PR #1661, opened 2026-08-21
chore(deps): bump the npm-dependencies group in /web

jeffredodd:
Reconstitutes the 15-package group update from #1655.

Dependabot auto-closed that PR — *"Looks like these dependencies are updatable in another way, so this is no longer needed"* — when #1659 landed the `nanoid` override and changed how the group resolved. The updates themselves were never applied, so this re-applies them.

## Direct dependencies

| Package | From | To |
|---|---|---|
| `@tiptap/extension-paragraph` | 3.29.2 | 3.30.1 |
| `@tiptap/pm` | 3.29.2 | 3.30.1 |
| `@tiptap/react` | 3.29.2 | 3.30.1 |
| `@tiptap/starter-kit` | 3.29.2 | 3.30.1 |
| `lucide-react` | 1.30.0 | 1.31.0 |
| `sonner` | 2.0.7 | 2.0.8 |
| `@storybook/addon-a11y` | 10.5.7 | 10.5.8 |
| `@storybook/react-vite` | 10.5.7 | 10.5.8 |
| `@testing-library/jest-dom` | 7.0.0 | 7.0.1 |
| `@testing-library/user-event` | 14.6.3 | 14.6.4 |
| `rollup-plugin-visualizer` | 7.0.1 | 7.1.1 |
| `storybook` | 10.1.11 | 10.5.8 |
| `typescript-eslint` | 8.66.0 | 8.67.0 |

Plus the two transitive platform binaries dependabot listed — `@rolldown/binding-linux-x64-gnu` and `@swc/core-linux-x64-gnu` — which come along via the lockfile.

All minor/patch, no majors. A few resolve slightly ahead of dependabot's targets (tiptap 3.30.2, lucide-react 1.33.0, storybook 10.5.10) because more releases landed in the interim; all sit inside the same `^` ranges.

The `nanoid` 3.3.18 override from #1659 is preserved — verified in the regenerated lockfile.

## Verification

Lockfile regenerated with `npm install --package-lock-only --legacy-peer-deps`, then a clean `npm ci` on node:24 in a container:

```
format:check  All matched files use Prettier code style!   exit=0
lint                                                       exit=0
typecheck                                                  exit=0

Test Files  125 passed (125)
     Tests  1474 passed | 7 skipped (1481)
  Duration  39.00s
```

`format:check` is called out explicitly because `Lint UI (web)` fails on `prettier --check`, not just eslint.

Co-Authored-By: Claude <noreply@anthropic.com>


jeffredodd:
Superseded by #1660. Dependabot did recreate the group after all — #1660 is a strict superset of this PR (the same 15 packages plus `@codemirror/commands` 6.10.4 -> 6.11.0 and `@codemirror/view` 6.43.8 -> 6.43.9), and it is based on main after #1659 so it keeps the `nanoid: ^3.3.18` override.

Closing this in favour of the dependabot-owned PR so the group stays under dependabot's management rather than drifting from a hand-rolled copy.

━━━━

§ What you will do
Show each line of the material above where "deps" occurs.

§ Task result
chore(deps): bump the npm-dependencies group in /web
Lockfile regenerated with `npm install --package-lock-only --legacy-peer-deps`, then a clean `npm ci` on node:24 in a container:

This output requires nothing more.